Every replica you add doubles the memory footprint of the data it mirrors. A 16GB master with two replicas consumes 48GB total across the cluster, but only 16GB is actually usable — the replicas exist for availability and read scaling, not for storing additional unique data. That shapes your cost per usable gigabyte in ways that matter at scale. Hot keys make this worse: if one key gets 10% of your traffic and you replicate it across all nodes for load distribution, you’ve paid the replication cost many times over for a single key.

Node failures compound the problem. When a primary fails and a replica promotes, the new primary handles all reads and writes with no replica protection until a new replica is provisioned. During that window, your effective cluster memory drops by half while request load spikes as the failover node tries to backfill. Knowing how your configuration handles that transition tells you more than any steady-state benchmark.

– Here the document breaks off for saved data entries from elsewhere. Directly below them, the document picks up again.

PR #4477, opened 2020-01-07
Issue 4460: BookieFailover Test sporadic failure

### LINKED ISSUE #4460: Sporadic failure of BookieFailoverTest
**Problem description**
We are observing frequent system test failures related to `BookieFailoverTest`. Doing a quick look at the logs, the problem manifests as follows:
1) The test is able to read/write events up to scaling Bookkeeper from 3 instances to 2:
```
2019-12-14 04:46:13,228 53918 [Time-limited test] INFO  i.p.test.system.BookieFailoverTest - Sleeping for 15 seconds.
...
2019-12-14 04:46:28,236 68926 [Time-limited test] INFO  i.p.test.system.BookieFailoverTest - Write count is 2074 after 15 seconds sleep after bookie failover.
```

2) Then, the test downscales Bookkeeper correctly and Pravega cannot make progress, given that the write quorum to Bookkeeper is not satisfied:
```
2019-12-14 04:46:43,240 83930 [Time-limited test] INFO  i.p.test.system.BookieFailoverTest - Write count is 2074 after 30 seconds sleep after bookie failover.
2019-12-14 04:46:43,240 83930 [Time-limited test] INFO  i.p.test.system.BookieFailoverTest - Writes failed when bookie is scaled down.
```

3) Finally, we scale up the service again and provide some more time to check that the test is able to read/write data against Pravega again:
```
2019-12-14 04:46:43,240 83930 [Time-limited test] INFO  i.p.t.s.f.s.k.BookkeeperK8sService - Scaling Bookkeeper service to 3 instances.
2019-12-14 04:48:02,715 163405 [Time-limited test] INFO  i.p.test.system.BookieFailoverTest - Final write count 2079.
```

However, it looks like the recovery time for the Bookies took too long (we can observe multiple `WireCommands.WrongHost`) and the readers gave up retrying, so the test assertion failed:
```2019-12-14 04:48:07,737 168427 [Time-limited test] INFO  i.p.t.system.AbstractReadWriteTest - Unable to read events:
io.pravega.common.util.RetriesExhaustedException: io.pravega.shared.protocol.netty.ConnectionFailedException: WireCommands.WrongHost(type=WRONG_HOST, requestId=549755813889, segment=testBookieFailoverScope1838653616/_RGtestBookieFailoverReaderGroup1492013574/0.#epoch.0, correctHost=, serverStackTrace=)
```

As the rest of failover tests work consistently, we need to understand why the container recovery is not working fast enough when killing a Bookie instead of a Segment Store, for instance.

**Problem location**
`BookieFailoverTest`.

Fix the issue.

RaulGracia:
**Change log description**  
Increased retry timeout in SegmentMetadataClientImpl to mitigate test failures due to slow Bookie restart and added read event assertions in BookieFailoverTest.

**Purpose of the change**  
Fixes #4460.

**What the code does**  
This PR increases the retry time for `SegmentMetadataClientImpl` to prevent system test failures in the case that the environment is slow on restarting the failed Bookie in `BookieFailoverTest`. This has been proven to remove the sporadic failures of this test in our system test environment. Apart from that, the `BookieFailoverTest` also checks the progress of read events. 

Note that in extremely slow environments, we may still see this test failing, but this is expected given that the test logic interprets any exception in the reader side as a test failure. Therefore, in such slow environments, we may still get `RetriesExhaustedException` on the reader side. But this is fine, given that it will give us a clue that the environment we are using for system tests is not suitable (e.g., lack of resources).

**How to verify it**  
We have executed this test in isolation 8 times in a row without experiencing the original problem `RetriesExhaustedException`. Before, we observed `BookieFailoverTest` failing 30%-50% of the time.

### DIFF
--- a/client/src/main/java/io/pravega/client/segment/impl/SegmentMetadataClientImpl.java
+++ b/client/src/main/java/io/pravega/client/segment/impl/SegmentMetadataClientImpl.java
@@ -49,7 +49,7 @@ import lombok.extern.slf4j.Slf4j;
 @RequiredArgsConstructor
 @Slf4j
 class SegmentMetadataClientImpl implements SegmentMetadataClient {
-    private static final RetryWithBackoff RETRY_SCHEDULE = Retry.withExpBackoff(1, 10, 9, 30000);
+    private static final RetryWithBackoff RETRY_SCHEDULE = Retry.withExpBackoff(1, 10, 10, 30000);
 
     private final Segment segmentId;
     private final Controller controller;
--- a/client/src/main/java/io/pravega/client/segment/impl/AsyncSegmentInputStreamImpl.java
+++ b/client/src/main/java/io/pravega/client/segment/impl/AsyncSegmentInputStreamImpl.java
@@ -167,35 +167,32 @@ class AsyncSegmentInputStreamImpl extends AsyncSegmentInputStream {
     @Override
     public CompletableFuture<SegmentRead> read(long offset, int length) {
         Exceptions.checkNotClosed(closed.get(), this);
-
-        return this.tokenProvider.retrieveToken().thenComposeAsync(token -> {
-            WireCommands.ReadSegment request = new WireCommands.ReadSegment(segmentId.getScopedName(), offset, length,
+        return backoffSchedule.retryWhen(t -> {
+            Throwable ex = Exceptions.unwrap(t);
+            if (closed.get()) {
+                log.debug("Exception while reading from Segment : {}", segmentId, ex);
+            } else {
+                log.warn("Exception while reading from Segment : {}", segmentId, ex);
+            }
+            return ex instanceof Exception && !(ex instanceof ConnectionClosedException) && !(ex instanceof SegmentTruncatedException);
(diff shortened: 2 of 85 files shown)


RaulGracia:
@shiveshr @shrids @eolivelli running system tests on this branch for safety.

RaulGracia:
System tests have passed (build 2034).

client/src/main/java/io/pravega/client/segment/impl/SegmentMetadataClientImpl.java
```diff
@@ -49,7 +49,7 @@
 @RequiredArgsConstructor
 @Slf4j
 class SegmentMetadataClientImpl implements SegmentMetadataClient {
-    private static final RetryWithBackoff RETRY_SCHEDULE = Retry.withExpBackoff(1, 10, 9, 30000);
+    private static final RetryWithBackoff RETRY_SCHEDULE = Retry.withExpBackoff(1, 10, 10, 30000);
```
shiveshr: should we increase this to a larger retry count so that we reduce the chances of encountering the issue even on slower systems?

Configuration	Memory Efficiency	Performance	Failure Mode
No replication	100% usable	Highest throughput	Single node failure = data loss
1 replica per master	50% usable	~70% of no-replica	1 node fail = promoted replica serves
2 replicas per master	33% usable	~50% of no-replica	More resilience, higher cost
Hot key replication	Lower (replicated keys)	Even load distribution	Complexity in invalidation

Client-Side Sharding vs Proxy-Based Routing

Client-side sharding pushes the routing logic into your application code. The client computes a hash of the key, maps it to a node position on the consistent hash ring, and sends the request directly to that node. No intermediary means fewer network hops and fewer potential failure points. The catch is that every client library in every language your stack uses needs to implement and maintain the sharding logic. When you add a node, every client must be updated with the new ring configuration, unless you use a stable hash ring with virtual nodes to minimize remapping.

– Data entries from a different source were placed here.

PR #4483, opened 2020-01-09
Issue 4459: [r0.6] Upgrading bookkeeper version to 4.8.2

### LINKED ISSUE #4459: Pravega Bookkeeper docker image has an old version of Bookkeeper server

SrishT:

**Change log description**  
Upgrade the Bookeeper server from `4.7.3` to `4.8.2`.

**Purpose of the change**  
Resolves #4459 

**What the code does**  
Modifies the Dockerfile and entrypoint to work with Bookeeper `4.8.2`. It does the following:

1. The default 4.8.2 bookkeeper start up scripts uses `ZooKeeperMain` to create/modify nodes in ZK. This throws
```
/opt/bookkeeper/bin/bookkeeper org.apache.zookeeper.ZooKeeperMain -server
Exception in thread "main" java.lang.ArrayIndexOutOfBoundsException: 3
```
Due to this, we ended up in using `zk-shell` on similar lines as Apache Bookeeper PR https://github.com/apache/bookkeeper/pull/1666.

2. The `4.8.2` script exits if `BK_STREAM_STORAGE_ROOT_PATH` is not set. Also, a zk node in this path is expected to be present if a bookie is up and running. (This is not the case with the default bk 4.8.2 image)

3. `/opt/bookkeeper/bin/bkctl --service-uri` this option used if Bookkeeper image did not work. `java.lang.IllegalArgumentException: No service URI` is observed. It is similar to issues observed in apache/bookkeeper#2112.

4. It has a workaround for creating ephmeral node using `zk-shell`. The exit status returned by the `/opt/bookkeeper/bin/bookkeeper org.apache.zookeeper.ZooKeeperMain` used in the base image is always 0, even in the case the node exists, causing unnecessary bookie restart.

**How to verify it**  
* A successful system test run
* A successful longevity test run
* Manual testing of at least the following scenarios:
  * Upgrade
  * Failure of Bookkeeper instances in a cluster

### DIFF
--- a/docker/bookkeeper/Dockerfile
+++ b/docker/bookkeeper/Dockerfile
@@ -7,31 +7,35 @@
 #
 #     http://www.apache.org/licenses/LICENSE-2.0
 #
-FROM apache/bookkeeper:4.7.3
+FROM apache/bookkeeper:4.8.2
 
-ARG BK_VERSION=4.7.3
+ARG BK_VERSION=4.8.2
 ARG DISTRO_NAME=bookkeeper-all-${BK_VERSION}-bin
-ARG GPG_KEY=FD74402C
 
 RUN set -x \
-    && yum install -y iproute \
+    && yum install -y iproute wget \
     && cd /opt \
-    && curl -O "https://archive.apache.org/dist/bookkeeper/bookkeeper-${BK_VERSION}/${DISTRO_NAME}.tar.gz" \
-    && curl -O "https://archive.apache.org/dist/bookkeeper/bookkeeper-${BK_VERSION}/${DISTRO_NAME}.tar.gz.asc" \
-    && curl -O "https://archive.apache.org/dist/bookkeeper/bookkeeper-${BK_VERSION}/${DISTRO_NAME}.tar.gz.sha512" \
+    && wget -q "https://archive.apache.org/dist/bookkeeper/bookkeeper-${BK_VERSION}/${DISTRO_NAME}.tar.gz" \
+    && wget -q "https://archive.apache.org/dist/bookkeeper/bookkeeper-${BK_VERSION}/${DISTRO_NAME}.tar.gz.asc" \
+    && wget -q "https://archive.apache.org/dist/bookkeeper/bookkeeper-${BK_VERSION}/${DISTRO_NAME}.tar.gz.sha512" \
     && sha512sum -c ${DISTRO_NAME}.tar.gz.sha512 \
-    && gpg --batch --keyserver hkp://p80.pool.sks-keyservers.net:80 --recv-keys "$GPG_KEY" || \
-       gpg --batch --keyserver hkp://ipv4.pool.sks-keyservers.net --recv-keys "$GPG_KEY" || \
-       gpg --batch --keyserver hkp://pgp.mit.edu:80 --recv-keys "$GPG_KEY" \
+    && wget https://dist.apache.org/repos/dist/release/bookkeeper/KEYS \
+    && gpg --import KEYS \
     && gpg --batch --verify "$DISTRO_NAME.tar.gz.asc" "$DISTRO_NAME.tar.gz" \
     && tar -xzf "$DISTRO_NAME.tar.gz" \
     && cp -r bookkeeper-all-${BK_VERSION}/* /opt/bookkeeper/ \
     && rm -rf "bookkeeper-all-${BK_VERSION}" "$DISTRO_NAME.tar.gz" "$DISTRO_NAME.tar.gz.asc" "$DISTRO_NAME.tar.gz.sha512" \
+    # install zookeeper shell
+    && wget -q https://bootstrap.pypa.io/get-pip.py \
+    && python get-pip.py \
+    && pip install zk-shell \
+    && rm -rf get-pip.py \
     && yum clean all
 
 WORKDIR /opt/bookkeeper
 
 COPY entrypoint.sh /opt/bookkeeper/scripts/pravega_entrypoint.sh
+
 # For backwards compatibility with older operator versions
 COPY entrypoint.sh /opt/bookkeeper/entrypoint.sh
 
@@ -40,7 +44,4 @@ RUN chmod +x -R /opt/bookkeeper/scripts/
 ENTRYPOINT [ "/bin/bash", "/opt/bookkeeper/scripts/pravega_entrypoint.sh" ]
 CMD ["bookie"]
 
-# BookKeeper healthcheck was broken in 4.7.3 and was not fixed until 4.9.0
-# This overrides the healthcheck to the default BK healthcheck method
-# https://github.com/apache/bookkeeper/issues/1687
-HEALTHCHECK --interval=10s --timeout=60s CMD /opt/bookkeeper/bin/bookkeeper shell bookiesanity
+HEALTHCHECK --interval=10s --timeout=60s CMD /bin/bash /opt/bookkeeper/scripts/healthcheck.sh
--- a/docker/bookkeeper/entrypoint.sh
+++ b/docker/bookkeeper/entrypoint.sh
@@ -10,20 +10,9 @@
 #
 set -e
 
-# To create directories for multiple ledgers and journals if specified
-create_dir() {
-  IFS=',' read -ra directories <<< $1
-  for i in "${directories[@]}"
-  do
-      mkdir -p $i
-      if [ "$(id -u)" = '0' ]; then
-          chown -R "${BK_USER}:${BK_USER}" $i
-      fi
-  done
-}
-
 BOOKIE_PORT=${bookiePort:-${BOOKIE_PORT}}
 BOOKIE_PORT=${BOOKIE_PORT:-3181}
+BOOKIE_HTTP_PORT=${BOOKIE_HTTP_PORT:-9090}
 BK_zkServers=$(echo "${ZK_URL:-127.0.0.1:2181}" | sed -r 's/;/,/g')
 ZK_URL=$(echo "${ZK_URL:-127.0.0.1:2181}" | sed -r 's/,/;/g')
 PRAVEGA_PATH=${PRAVEGA_PATH:-"pravega"}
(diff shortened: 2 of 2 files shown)


eolivelli:
Why are you upgrading to 4.82 and not to 4.9.2?

docker/bookkeeper/Dockerfile
```diff
@@ -7,31 +7,35 @@
...
-ARG GPG_KEY=FD74402C
 
 RUN set -x \
-    && yum install -y iproute \
+    && yum install -y iproute wget \
     && cd /opt \
-    && curl -O "https://archive.apache.org/dist/bookkeeper/bookkeeper-${BK_VERSION}/${DISTRO_NAME}.tar.gz" \
-    && curl -O "https://archive.apache.org/dist/bookkeeper/bookkeeper-${BK_VERSION}/${DISTRO_NAME}.tar.gz.asc" \
-    && curl -O "https://archive.apache.org/dist/bookkeeper/bookkeeper-${BK_VERSION}/${DISTRO_NAME}.tar.gz.sha512" \
+    && wget -q "https://archive.apache.org/dist/bookkeeper/bookkeeper-${BK_VERSION}/${DISTRO_NAME}.tar.gz" \
```
fpj: Not a big deal, but it seems to be out of scope to change from `curl` to `wget`.

docker/bookkeeper/entrypoint.sh
```diff
@@ -48,31 +47,143 @@ export BK_tlsTrustStoreType=JKS
...
+
+configure_bk() {
+    # We need to update the metadata endpoint and Bookie ID before attempting to delete the cookie
+    sed -i "s|.*metadataServiceUri=.*\$|metadataServiceUri=${BK_metadataServiceUri}|" /opt/bookkeeper/conf/bk_server.conf
+    if [ ! -z "$BK_useHostNameAsBookieID" ]; then
+      sed -i "s|.*useHostNameAsBookieID=.*\$|useHostNameAsBookieID=${BK_useHostNameAsBookieID}|" ${BK_HOME}/conf/bk_server.conf
+    fi
+}
+
+fix_bk_ipv6_check() {
```
fpj: This feels a bit hacky. Could we not exit on error and check the error code instead? If it is 255 with that message, then we ignore rather than exit.

docker/bookkeeper/entrypoint.sh
```diff
@@ -48,31 +47,143 @@ export BK_tlsTrustStoreType=JKS
...
+            if [ $? -eq 0 ]; then
+                echo "initnewcluster operation succeeded"
+            else
+                echo "initnewcluster operation failed. Please check the reason."
+                echo "Exit status of initnewcluster"
+                echo $?
+                exit
+            fi
+        else
+            echo "Others may be initializing the cluster at the same time."
```
fpj: What others can be initializing the cluster at the same time?

docker/bookkeeper/entrypoint.sh
```diff
@@ -48,31 +47,143 @@ export BK_tlsTrustStoreType=JKS
...
+                    break
+                else
+                    echo "Waited $tenSeconds * 10 seconds. Continue waiting."
+                    (( tenSeconds++ ))
+                    continue
+                fi
+            done
+
+            if [ ${tenSeconds} -eq 1000 ]; then
+                echo "Waited 1000 seconds for bookkeeper cluster to initialize, but to no . Something is wrong, please check"
```
fpj: This error message is incomplete, please revisit it.

docker/bookkeeper/entrypoint.sh
```diff
@@ -48,31 +47,143 @@ export BK_tlsTrustStoreType=JKS
...
+            else
+                echo "initnewcluster operation failed. Please check the reason."
+                echo "Exit status of initnewcluster"
+                echo $?
+                exit
+            fi
+        else
+            echo "Others may be initializing the cluster at the same time."
+            tenSeconds=1
+            while [ ${tenSeconds} -lt 100 ]
```
fpj: How are we choosing the max time to wait? This seems to be waiting for 16-17 minutes max.

docker/bookkeeper/entrypoint.sh
```diff
@@ -48,31 +47,143 @@ export BK_tlsTrustStoreType=JKS
...
+
+create_zk_root() {
+    if [ "x${BK_CLUSTER_ROOT_PATH}" != "x" ]; then
+        echo "Creating the zk root dir '${BK_CLUSTER_ROOT_PATH}' at '${BK_zkServers}'"
+        zk-shell --run-once "create ${BK_CLUSTER_ROOT_PATH} '' false false true" ${BK_zkServers}
+    fi
+}
+
+configure_bk() {
+    # We need to update the metadata endpoint and Bookie ID before attempting to delete the cookie
```
fpj: Could you add to the comment to elaborate on what's really happening? Explain what a cookie is and why the metadata service endpoint needs to be updated. Otherwise, it is difficult to understand what it going on.

docker/bookkeeper/entrypoint.sh
```diff
@@ -48,31 +47,143 @@ export BK_tlsTrustStoreType=JKS
...
+   #    `sysctl: cannot stat /proc/sys/net/ipv6/bindv6only: No such file or directory`
+   #
+   # If the `common.sh` file is sourced in a script that sets "exit on error" as true (set -e), the script shall return
+   # an error code `255`. Since, the `bookkeeper/bin/bookeeper` shell script sources the `common.sh` file, and it sets
+   # "exit on error" as true, we encounter this error when it is invoked. To avoid that error, here we modify the
+   # `common.sh` file to execute `/sbin/sysctl -n net.ipv6.bindv6only` only if file `/proc/sys/net/ipv6/bindv6only`
+   # is available.
+
+   # Replace the 22nd line with "if [ -f /sbin/sysctl ] && [ -f /proc/sys/net/ipv6/bindv6only ]; then".
+   sed -i "22s|.*|if [ -f /sbin/sysctl ] \&\& [ -f /proc/sys/net/ipv6/bindv6only ]; then|" ${BK_HOME}/bin/common.sh
```
fpj: it looks like we can propose a change upstream to Apache BookKeeper rather than making patches like this. Are you considering doing it?

docker/bookkeeper/entrypoint.sh
```diff
@@ -48,31 +47,143 @@ export BK_tlsTrustStoreType=JKS
...
+}
+
+initialize_cluster() {
+    set +e
+
+    zk-shell --run-once "ls ${BK_zkLedgersRootPath}/available/readonly" ${BK_zkServers}
+    if [ $? -eq 0 ]; then
```
fpj: The description of the PR says:

```
The exit status returned by the zk-shell is always 0, even in the case the node exists, causing unnecessary bookie restart.)
```

If it is always zero, then I wonder if the behavior of this if-else block is correct.

docker/bookkeeper/Dockerfile
ravisharda: The base Bookkeeper image uses `wget` now, so this was modified too. 

https://github.com/apache/bookkeeper/blob/branch-4.8/docker/Dockerfile

docker/bookkeeper/entrypoint.sh
ravisharda: Yes, it is indeed hacky. The problem is that one of the internal Bookkeeper script invokes the `${SCRIPTS_DIR}/common.sh` script too, so we must modify the `common.sh` file itself. 

Eventually, this change would not be required once the [Bookkeeper PR](https://github.com/apache/bookkeeper/pull/2219) we have raised is merged and we modify our image to leverage the modified image.

docker/bookkeeper/entrypoint.sh
ravisharda: @SrishT, 
It looks like not all of the changes made in the source [PR 4420](https://github.com/pravega/pravega/pull/4420/) (for the upgrade to `4.9.2`)  have made it to this PR. This error message was modified in the source PR: https://github.com/pravega/pravega/blob/5c4c77fb7febc5e548807d2c8750bc87c368d6db/docker/bookkeeper/entrypoint.sh#L149. 

Could you please integrate the latest updates made in the source PR into this PR?

docker/bookkeeper/entrypoint.sh
ravisharda: It is other "instances" of Bookkeeper containers.

docker/bookkeeper/entrypoint.sh
ravisharda: Yes, there is an open PR for `apache/bookkeeper`: https://github.com/apache/bookkeeper/pull/2219.

docker/bookkeeper/entrypoint.sh
ravisharda: Good catch, @fpj ! :) The description was erroneous. I have updated the description in this (as well as the [source PR](https://github.com/pravega/pravega/pull/4420/)).

ravisharda:
PR #4420 now targets BookKeeper 4.8.2 instead of 4.9.2. Accordingly, this PR is now redundant. So, closing this PR.

eolivelli:
@ravisharda why are we going to 4.8.2?

Latest BK release is 4.10, latest stable is 4.9.2.
4.8 branch is almost dead

ravisharda:
> @ravisharda why are we going to 4.8.2?
> 
> Latest BK release is 4.10, latest stable is 4.9.2.
> 4.8 branch is almost dead

@eolivelli upgrading to `4.8.2` is a temporary/tactical thing, and we'll upgrade Bookkeeper to higher version shortly later after we have had the chance to verify that everything works and performs as expected.

eolivelli:
I see.
Thanks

Proxy-based routing centralizes that complexity on a layer like Twemproxy, Envoy, or a managed service sidecar. Clients send all cache requests to the proxy, which fans them out to the appropriate node based on its own internal routing table. Clients stay thin — they only need to know about the proxy endpoint, not the cluster topology. The proxy can also handle health checking, retry logic, and rate limiting across the cluster. The cost is an extra hop and a new single point of failure if you do not run multiple proxies behind a load balancer.

Factor	Client-Side Sharding	Proxy-Based Routing
Latency	Lowest (direct)	+1 hop (proxy)
Operations complexity	Higher (each client)	Lower (centralized)
Scalability	Limited by client	Proxy must scale
Failure domain	Client failures affect cache access	Proxy is SPOF unless HA
Topology management	Client must track	Proxy handles all

TTL Selection Trade-offs

Setting cache expiration is one of the most consequential decisions in cache design. Too short and you lose cache benefit; too long and you serve stale data. This table maps TTL ranges to their effects on hit rate, freshness, and backend load so you can pick a starting point for your workload type.

TTL Setting	Cache Efficiency	Data Freshness	Server Load
Very short (<60s)	Low hit rate	Near real-time	High DB load
Short (1-5 min)	Moderate hit rate	Fresh enough for most	Moderate DB load
Long (1-24 hours)	High hit rate	Stale data risk	Low DB load
Adaptive TTL	Variable	Better freshness	Complexity in implementation

When to Use / When Not to Use

Architecture	When to Use	When Not to Use
Client-Side Sharding	Small to medium clusters (<10 nodes); low latency critical; team comfortable with client logic	Large clusters; multi-language environments; teams want simplicity
Proxy-Based Routing	Multi-client support; topology hidden; managed service environments	Extra hop latency unacceptable; proxy is single point of failure
Redis Cluster	Large datasets (>10GB); need automatic failover; want native sharding	Small datasets; need strict ordering; transaction-heavy workloads
Write-Through All Nodes	Small clusters; strong consistency required; write volume manageable	Large clusters; high write volume; eventual consistency acceptable
Pub/Sub Invalidation	Multi-region; eventual consistency acceptable; need real-time invalidation	Strict consistency required; high invalidation frequency
Consistent Hashing	Frequent node additions/removals; want minimal key remapping	Fixed cluster size; need strict key distribution
Sticky Sessions	Simple deployments; session loss acceptable on failure; cost-sensitive	High availability required; sessions must survive instance failures
Distributed Sessions	HA critical; multi-instance deployments; sessions must persist	Simple single-instance apps; session loss tolerable

Decision Guide

Use this flowchart when you’re evaluating distributed caching for a new project or moving away from a single-node setup. Start at the top and follow each decision point down.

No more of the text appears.